= Jose Imperatori =

Jose Imperatori was a Cuban diplomat and ambassador expelled from the United States in connection to a joint Federal Bureau of Investigation and Immigration and Naturalization Service espionage investigation called "Operation False Blue." At the turn of the twentieth century, Jose Imperatori was given persona non grata (PNG) status and ordered to be expelled from the United States as a result of his connection to Mariano Faget Jr.

== Details ==
On the morning of February 26, 2000, Imperatori resigned from his post voluntarily. However, Imperatori refused to leave the embassy in Bethesda, and went on a hunger strike in order to clear his and Faget's names.
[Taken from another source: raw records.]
PR #396, opened 2021-12-24
Correct pretty printing for attribute names with special characters

### LINKED ISSUE #392: Attribute keys are not quoted properly
Just tracking the issue mentioned [here](https://github.com/NixOS/nixos-search/pull/357#issuecomment-936935297): attribute keys in examples/defaults containing spaces are not quoted properly (e.g. [services.netatalk.settings](https://search.nixos.org/options?channel=unstable&show=services.netatalk.settings&from=0&size=50&sort=alpha_asc&type=packages&query=services.netatalk.settings)).

ysndr:
Attributes like
```
{
  "need some space" = true;
}
```

should now be printed correctly (before `need some space` printed without `"`)

Closes #392


ncfavier:
This doesn't seem to be solving the problem yet for [`services.netatalk.settings`](https://61c5fd6a338fb038605ad7d1--nixos-search.netlify.app/options?channel=unstable&show=services.netatalk.settings&from=0&size=50&sort=relevance&type=packages&query=netatalk.settings).

Note that you need to be a little careful about how you escape Nix strings, e.g. `$` should be handled specially. See [`escapeNixString`](https://github.com/NixOS/nixpkgs/blob/c16baf2d77dd30ce20cd2e28591613d7c9cf3fd9/lib/strings.nix#L338) in the nixpkgs lib for reference (basically just escape as JSON and replace `$` with `\$`).

ysndr:
Eh it's not pushed to elastic yet anyway so the results on the front end are not updated

ncfavier:
Ok, then you just need to handle `$`

PR #397, opened 2021-12-25
Better naming for flake attributes

### LINKED ISSUE #366: Confusing flake name/URI display
Existing display of flake identification can be confusing and difficult to copy-paste. There is also a potential of misunderstanding if the flake is official NixOS/nixpkgs as we don't control the project name.
`nixos -> wezterm-nightly`

Suggestion, utilize flake URI as-is. This is easier to understand, reinforces flake URI syntax, and can be copy-pasted. Non-ascii arrow gets in the way.
`github:pinpox/nixos#wezterm-nightly`

ysndr:
Closes #366

@tomberek is that what you had in mind?

### DIFF
--- a/src/Page/Options.elm
+++ b/src/Page/Options.elm
@@ -174,6 +174,7 @@ viewResultItem channel _ show item =
             case Html.Parser.run <| String.trim value of
                 Ok [ Html.Parser.Element "rendered-docbook" _ nodes ] ->
                     Just <| Html.Parser.Util.toVirtualDom nodes
+
                 Ok _ ->
                     Nothing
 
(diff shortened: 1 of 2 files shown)


tomberek:
Yes, exactly.

samueldr (approved):
While it's a mouthful to read (eyeful?), it's much better than the previous version. This properly shows the actual origin of the flake attributes.

tomberek (approved):

ysndr:
Yes especially options get a bit messy but I guess its fine
I am hesitant about nixpkgs though, as that would require the ref to be included too which would turn out to be `github:nixos/nixpkgs/nixos-unstable#python3Packages.locationsharinglib` which i find a bit too much for the title there

samueldr:
> I am hesitant about nixpkgs though

I don't follow. Were you thinking about changing the *Packages* tab listing to use the same syntax?

If so, I think that would be a mistake. The reason it's needed in the *Flakes* tab is because Flakes have different origins, and they need to be correctly identified. The *Packages* tab only has packages for Nixpkgs.

ysndr:
> The Packages tab only has packages for Nixpkgs.
exactly, and the channel is selected explicitly anyway

PR #400, opened 2021-12-27
Render DocBook strings containing < but not </

ncfavier:
The current check is too restrictive and will not match strings containing only self-closing tags, for example the description of [`time.timeZone`](https://search.nixos.org/options?channel=unstable&show=time.timeZone&from=0&size=50&sort=alpha_asc&type=packages&query=time.timeZone).

This change still only renders about 20% of the NixOS option descriptions. I think it's now complete, i.e. there are no strings not containing `<` that would be substantially changed by the DocBook-to-HTML conversion; I could be wrong though.


ysndr (approved):
Self closing tags… of course.
Thank you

At a press conference announcing his intentions, Imperatori said:

"From this moment I declare myself on a hunger strike until I have been absolutely cleared of the accusations brought against me. I have become the victim of a major slander. I have been wrongly accused of doing intelligence work in the United States... The accusation brought against me is absolutely false. I feel it is my duty to state that the INS official is innocent of the accusation of espionage made against him, and I can help to prove it."

The official spokesperson for the Cuban Interests Section, Fernando Remírez, told reporters at the press conference:

“We want to be very clear that he is completely innocent, that he didn’t do anything wrong, that the Cuban Interests Section in Washington does not do any kind of intelligence or espionage activities.”

The Cuban Interests Section hired Kurt Schmoke to represent Imperatori.

Imperatori's efforts were unsuccessful. He was forcibly expelled to the Cuban embassy in Ottawa, Canada, where the Cuban government ordered him to stay for an additional 30 days. The Canadian government were furious at the Cuban government for dragging the neutral country into the situation, and also issued PNG status against Imperatori.

Imperatori eventually returned to Cuba, and became a hero of the state.